→ **Information**:
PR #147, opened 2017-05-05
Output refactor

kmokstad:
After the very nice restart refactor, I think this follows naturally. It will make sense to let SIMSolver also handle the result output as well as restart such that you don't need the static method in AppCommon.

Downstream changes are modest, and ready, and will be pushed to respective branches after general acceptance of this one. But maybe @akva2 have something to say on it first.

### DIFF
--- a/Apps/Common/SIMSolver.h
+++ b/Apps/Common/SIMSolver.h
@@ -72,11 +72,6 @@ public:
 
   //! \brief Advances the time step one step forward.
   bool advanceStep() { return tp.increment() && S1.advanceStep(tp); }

→ **Directions**:
Word for word, reproduce every line of the data.

→ **Response to the exercise**:
PR #147, opened 2017-05-05
Output refactor

kmokstad:
After the very nice restart refactor, I think this follows naturally. It will make sense to let SIMSolver also handle the result output as well as restart such that you don't need the static method in AppCommon.

Downstream changes are modest, and ready, and will be pushed to respective branches after general acceptance of this one. But maybe @akva2 have something to say on it first.

### DIFF
--- a/Apps/Common/SIMSolver.h
+++ b/Apps/Common/SIMSolver.h
@@ -72,11 +72,6 @@ public:
 
   //! \brief Advances the time step one step forward.
   bool advanceStep() { return tp.increment() && S1.advanceStep(tp); }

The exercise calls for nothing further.